Fisiy views human rights in the World Bank context in terms of the distributional impacts of economic development their loans initiate – if the poor benefit as the result of a development project, their rights have been respected.

The World Bank is not an enforcer of international agreements on human rights to which countries are signatories, Fisiy told me, and it is an illusion to think that the World Bank can fight those battles on behalf of citizens.

“In terms of the rule of law, the World Bank approaches it very timidly,” Fisiy said, adding that the Bank focuses on building accountability, good governance and reducing corruption. “Greater transparency gives citizens the capacity to fight their own battles,”
Fisiy doesn’t see the development of a rights policy as practical.
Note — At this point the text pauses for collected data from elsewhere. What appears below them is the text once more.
Issue #575, opened 2020-07-06
Update the testing documentation with test tool installation guidance


demonCoder95:
**Problem Description**
Running ``make lint`` in the parent dir returns the following failure:
```bash
which golint 2>&1 >/dev/null || make OPATH/bin/golint
find ./pkg ./cmd -type f -name \*.go  |grep -v zz_ | xargs -L1 golint -set_exit_status
./pkg/apis/metal3/v1alpha1/baremetalhost_types.go:603:31: should drop = "" from declaration of var emptyErrType; it is the zero value
Found 1 lint suggestions; failing.
./pkg/controller/baremetalhost/baremetalhost_controller.go:50:29: should omit type int from declaration of var maxConcurrentReconciles; it will be inferred from the right-hand side
Found 1 lint suggestions; failing.
Makefile:82: recipe for target 'lint' failed
make: *** [lint] Error 123
```

**More details**
I've tested on the latest commit on master which is ``c1a792c0a287aea870dd8449bd49f3217e670ed1``.

**Suggested Solution**
This should be simple enough, just fixing the var declaration in baremetalhost_types.go file. I can send a patch for this.

Edit: This was due to an outdated linter. Testing documentation is being patched to address this issue now.

PR #577, opened 2020-07-06
Update testing documentation with tool installation directions

demonCoder95:
Fixing a couple of variable declarations that were being
complained about by ``make lint``.

Edit: This was because of an outdated version of ``golint``. This patch will now focus on updating the testing documentation to add directions for installing latest testing tools.

Addresses: #575

### DIFF
--- a/docs/testing.md
+++ b/docs/testing.md
@@ -36,3 +36,66 @@ Run linters test before pushing your commit
 ```bash
 make lint
 ```
+
+## Using the Hack scripts
+
+The repository contains a ``hack`` directory which has some very useful scripts
+for setting up containerized testing environments. It also has Dockerfiles to
+allow you to generate images for your own use.
+
+All the scripts accept the ``CONTAINER_RUNTIME`` environment variable with default
+of ``podman``. This you can edit to ``docker`` as well.
+
+### Example of running ``golint`` in a Docker container
+
+1. Start by setting the environment variable appropriately
+
+    ```bash
+    export CONTAINER_RUNTIME=docker
+    ```
+
+2. From the operator parent dir, you can invoke the hack scripts
+
+    ```bash
+    ./hack/golint.sh
+    ```
+
+    **Note** It's important to be in the operator parent dir because it
+    contains the ``Makefile`` that is used in running the tests for the
+    operator. Otherwise, you'll see the following error
+
+    ```bash
+    sh: 0: Can't open /go/src/github.com/metal3-io/baremetal-operator/hack/golint.sh
+    ```
+
+3. Upon successful execution, you should see the following output. I already
+    had all the images available from a previous run, you might see the images
+    getting downloaded if you're running for the very first time.
+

“There are different systems of justice and interpretation. What does “justice” mean in different contexts, different communities? You are talking about a model of the state that isn’t universal.”
The knowledge gap also lies behind the Bank’s unwillingness to hold countries accountable to the international agreements they have signed on to, said MacWilliam. The World Bank’s Board of Directors are not up to speed on human rights agreements – even in the Canadian office there is no one with knowledge of rights-based development.

Small steps towards human rights for all

Despite these limitations, MacWilliam sees the Inspection Panel process as a step toward greater attention to human rights at the World Bank. Inspections investigate complaints of damaging environmental and social impacts and have increasingly included aspects of human rights. MacWilliam believes there is the possibility of improving these when the Bank conducts its policy review.
One review underway right now is of Performance Standards at the International Finance Corporation (IFC) division of the World Bank group.

The performance standards for the IFC inspection include two aspects of human rights protection – labour rights and the rights of indigenous people. The consultation on performance standards now being conducted includes a review of the gaps in rights protection, and a reconsideration of how to engage with local communities.

There is strong NGO pressure to change the World Bank’s current approach to creating and implementing development projects, which marginalizes knowledge and input from people the projects affect. While the Bank does require consultation with local communities, these consultations have been criticized for being ineffective in gaining the community’s consent. A new approach is being considered – “good faith negotiation” – that considers local people as participants rather than as variables.

Mainstreaming rights as risk management

The IFC and its private sector clients see rights as part of risk management, Yann Wyss, a Projects Officer at the Environmental and Social Development Department said, but the rest of the World Bank considers rights to be a government responsibility. And when you involve governments, it becomes political.

As it is, IFC policies on core labour rights actually go beyond the standards of the International Labour Organization, Wyss said, which are obligations for countries, because they include company responsibility.

“The challenge is really about how we can mainstream human rights language into the language we use now, which is social and environmental language, and what kind of changes that would lead to at the policy and project levels.”

These are not the first efforts to build rights language in World Bank practice. For several years there has been a team working to mainstream the rights of people with disabilities into World Bank programs, but with little success. The Poverty and Social Impact Assessment process that is supposed to guide projects from their outset has been much heralded but has done little to improve projects, let alone advance human rights protection.

Even so, the development of rights policies at the IFC and the efforts of the Nordic Trust are worth watching and supporting. It is long past time for Canada to participate in efforts like these to build respect for rights in World Bank programs.